Right now, I am in Florida and the insulation helps keep it cool as well as save heat in the winter. I will be going north again soon, as winter is an easier thing to bear than hurricanes stampeding over you.

I NEVER use heat of any kind at night. An accident of any kind will kill you before you can escape, in my humble opinion, and is not worth the risk. I also don't use air conditioning because mold buildup in the unit itself results in headaches.

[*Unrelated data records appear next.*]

PR #349, opened 2022-03-24
storage: update BlobPrefetchRequest fields type from u32 to u64

MercyMM:
Blobfs relies on the BlobPrefetchRequest structure that field of "offset"
    and "len" are both u32, the maximum support is 4G. But the maximum blob file
    will exceed 4G, so change the define of "offset" and "len" to u64.

### DIFF
--- a/blobfs/src/sync_io.rs
+++ b/blobfs/src/sync_io.rs
@@ -48,12 +48,6 @@ impl BlobFs {
             blob_id_full_path
         );
 
-        debug_assert!(
-            parent
-                == Path::new(self.cfg.ps_config.root_dir.as_str())
-                    .join(self.bootstrap_args.blob_cache_dir.as_str())
-        );
-
         let blob_file = Self::open_file(
             libc::AT_FDCWD,
             &blob_id_full_path.as_path(),
--- a/blobfs/src/sync_io.rs
+++ b/blobfs/src/sync_io.rs
@@ -24,7 +24,18 @@ use storage::device::BlobPrefetchRequest;
 
 impl BlobFs {
     #[cfg(feature = "virtiofs")]
-    fn get_blob_id_and_size(&self, inode: Inode) -> io::Result<(String, i64)> {
+    fn check_st_size(blob_id: &Path, size: i64) -> io::Result<()> {
+        if size < 0 {
+            return Err(einval!(format!(
+                "load_chunks_on_demand: blob_id {:?}, size: {:?} is less than 0",
+                blob_id, size
+            )));
+        }
+        Ok(())
+    }
+
+    #[cfg(feature = "virtiofs")]
+    fn get_blob_id_and_size(&self, inode: Inode) -> io::Result<(String, u64)> {
         // locate blob file that the inode refers to
         let blob_id_full_path = self.pfs.readlinkat_proc_file(inode)?;
         let parent = blob_id_full_path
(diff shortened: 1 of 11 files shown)


blobfs/src/sync_io.rs
```diff
@@ -18,13 +18,26 @@ use std::ffi::CStr;
...
 use storage::device::BlobPrefetchRequest;
 
 impl BlobFs {
     #[cfg(feature = "virtiofs")]
-    fn get_blob_id_and_size(&self, inode: Inode) -> io::Result<(String, i64)> {
+    fn check_st_size(blob_id: &PathBuf, size: i64) -> io::Result<()> {
+        if size > 0 {
+            return Err(einval!(format!(
+                "load_chunks_on_demand: blob_id {:?}, size: {:?} is less than 0",
+                blob_id, size
```
liubogithub, line 33: Is it supposed to be `if size < 0`?

blobfs/src/sync_io.rs
```diff
@@ -60,31 +67,32 @@ impl BlobFs {
...
-                foffset
-            ))
-        })?;
-        let len = (size - offset as i64).try_into().map_err(|_| {
-            einval!(format!(
-                "blobfs: load_chunks_on_demand: len {} is larger than u32::MAX",
-                (size - offset as i64)
-            ))
-        })?;
+        if size < offset {
```
liubogithub, line 84: what about `if size == offset`?

blobfs/src/sync_io.rs
```diff
@@ -60,31 +67,32 @@ impl BlobFs {
...
+            return Err(einval!(format!(
+                "blobfs: blob {:?} offset {:?} is larger than size {:?}",
```
liubogithub, line 86: Can you please add "load_chunks_on_demand" in the error message to make it easier to locate where goes wrong?

storage/src/cache/worker.rs
```diff
@@ -304,11 +304,8 @@ impl AsyncWorkerMgr {
                     e
                 );
             }
-        } else if offset < u32::MAX as u64 && size < u32::MAX as u64 {
-            let _ = cache.reader().prefetch_blob_data_range(
-                offset as u32,
-                std::cmp::min(size as u32, u32::MAX - offset as u32),
-            );
+        } else {
+            let _ = cache.reader().prefetch_blob_data_range(offset, size);
```
liubogithub, line 308: By design the prefetch table is supposed to have (offset, size) < u32::MAX.
Can we leave a `warn!` or `info!` here about (offset, size) is > u32::MAX?

blobfs/src/sync_io.rs
MercyMM: It is a mistakes.  I will fix it

blobfs/src/sync_io.rs
MercyMM: ok

blobfs/src/sync_io.rs
MercyMM: the BlobPrefetchRequest.len will be 0,  storage mod should handle it correctly, let me check to make sure.

storage/src/cache/worker.rs
MercyMM: After this patch, u64 is no by design. This does not affect default behavior. If it does not cause potential bugs, I feel that warn! is useless.

eryugey:
LGTM!

eryugey:
Besides there're clippy warnings that should be fixed.

imeoer (approved):

liubogithub (approved):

It might sound like I'm making complaints, but not so: I love this life and cannot imagine going back to land. I have now been living aboard since 1985. It keeps geting better.
04-16-2006 05:44 AM
eryka So, is FL in summer worse than the north in winter? April and May, we can all be smug. How did you fare during the hurricanes?
03-22-2006 09:12 AM
duffer1960 I didn't know that about the stuff being dangerous, only that it itches like crazy! The guy next to us used the sealed type; just like the regular pink fiberglass insulation except that it is sealed in plastic (looks like a giant pink snake that has been run over). I stayed with the unsealed type because, if I recall correctly, the sealed type was about twice the cost.
03-22-2006 08:11 AM
Kenshu Actually, the picture is in Wickford Marina, Wickford, RI. I only had to break the ice up a couple times that winter. This winter, no ice at all. Here's another picture reflecting the balmy climate of Narragansett Bay in winter.
03-22-2006 07:23 AM
eryka Notice Kenshu is standing on salt (or at least brackish) water ice - freezes at a lower temp than the "Sweetwater Sea" a.k.a Great Lakes. Brrrr - I was chilly evenings in Newport last year, and that was in June!!
03-21-2006 02:17 PM
TrueBlue Kenshu,
Where in Newport do you slip your boat? Looks like a beauty .

I'm curious to know if you've sealed all surfaces of the pink stuff"? If so, you're aware of the health hazards. Fiberglass fibers become airborne and enter the tightest spaces via convective air movement - naturally occurring between the cold air beneath the shrink wrap, and the interior cabin spaces.

The stuff is pretty nasty, a known carcinogenic and (according to the International Residential Code) is ilegal to remain exposed in living areas.

I suppose, the code only pertains to land residences, but unless completely sealed, it is still dangerous.
03-21-2006 01:54 PM
duffer1960 I wasn't planning on heating the above deck area under the shrink wrap with the furnace; only using that area as the "furnace room" with insulated flexible ducts running to the hatches. This way I wouldn't have to find somewhere to install a heater inside the boat.
Also, the insulation rolled out on the deck does a great job holding in the heat. Again, when spring hits, I can just roll it up and toss it away with the shrink wrap.